The task: Lines that contain the string "warning" are the ones to list; copy all of them from the records.

Stored data

Segment Open

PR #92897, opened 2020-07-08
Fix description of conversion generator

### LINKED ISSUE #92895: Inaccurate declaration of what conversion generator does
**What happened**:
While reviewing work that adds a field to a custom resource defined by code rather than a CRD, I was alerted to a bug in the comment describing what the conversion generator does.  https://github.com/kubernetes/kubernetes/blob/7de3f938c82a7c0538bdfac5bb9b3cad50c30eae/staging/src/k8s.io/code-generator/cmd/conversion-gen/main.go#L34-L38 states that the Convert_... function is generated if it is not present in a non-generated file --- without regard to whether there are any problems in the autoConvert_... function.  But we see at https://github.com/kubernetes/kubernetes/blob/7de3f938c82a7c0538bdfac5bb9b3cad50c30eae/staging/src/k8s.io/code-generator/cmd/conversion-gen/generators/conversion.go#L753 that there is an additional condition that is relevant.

Segment Closed
Segment Open

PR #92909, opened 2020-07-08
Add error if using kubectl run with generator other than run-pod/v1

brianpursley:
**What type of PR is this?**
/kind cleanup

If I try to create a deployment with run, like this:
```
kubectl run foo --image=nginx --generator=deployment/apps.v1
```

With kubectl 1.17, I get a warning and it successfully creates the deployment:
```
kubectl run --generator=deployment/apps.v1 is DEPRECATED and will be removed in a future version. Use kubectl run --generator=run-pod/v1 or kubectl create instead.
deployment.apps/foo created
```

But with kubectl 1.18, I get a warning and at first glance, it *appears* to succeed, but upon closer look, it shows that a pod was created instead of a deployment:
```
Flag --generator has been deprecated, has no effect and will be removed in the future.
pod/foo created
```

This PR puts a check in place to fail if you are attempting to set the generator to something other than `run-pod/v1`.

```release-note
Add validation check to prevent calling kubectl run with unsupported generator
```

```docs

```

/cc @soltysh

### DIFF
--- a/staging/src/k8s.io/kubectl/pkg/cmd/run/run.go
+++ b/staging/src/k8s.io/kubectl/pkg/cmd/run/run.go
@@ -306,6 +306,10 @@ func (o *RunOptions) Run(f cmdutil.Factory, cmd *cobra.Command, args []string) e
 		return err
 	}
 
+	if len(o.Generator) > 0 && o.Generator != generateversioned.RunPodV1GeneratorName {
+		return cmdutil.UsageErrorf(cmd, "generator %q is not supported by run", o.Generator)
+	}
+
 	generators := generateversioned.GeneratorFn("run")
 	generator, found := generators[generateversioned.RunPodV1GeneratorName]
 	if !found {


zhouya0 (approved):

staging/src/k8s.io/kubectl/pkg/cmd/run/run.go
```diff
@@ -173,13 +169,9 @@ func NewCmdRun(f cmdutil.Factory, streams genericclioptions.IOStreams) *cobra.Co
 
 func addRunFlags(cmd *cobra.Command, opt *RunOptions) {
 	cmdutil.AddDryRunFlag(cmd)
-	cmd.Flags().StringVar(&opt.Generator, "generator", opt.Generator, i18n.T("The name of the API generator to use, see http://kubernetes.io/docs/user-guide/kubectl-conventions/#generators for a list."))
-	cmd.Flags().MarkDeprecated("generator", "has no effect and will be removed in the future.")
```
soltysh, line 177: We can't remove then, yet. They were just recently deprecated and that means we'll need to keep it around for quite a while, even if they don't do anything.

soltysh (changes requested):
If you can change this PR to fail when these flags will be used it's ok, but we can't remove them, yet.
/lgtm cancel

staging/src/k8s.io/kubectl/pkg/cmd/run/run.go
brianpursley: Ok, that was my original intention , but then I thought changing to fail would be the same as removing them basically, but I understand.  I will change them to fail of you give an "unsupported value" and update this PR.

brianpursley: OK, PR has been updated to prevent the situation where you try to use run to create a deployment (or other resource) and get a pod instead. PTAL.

Segment Closed

Finished task:
With kubectl 1.17, I get a warning and it successfully creates the deployment:
But with kubectl 1.18, I get a warning and at first glance, it *appears* to succeed, but upon closer look, it shows that a pod was created instead of a deployment:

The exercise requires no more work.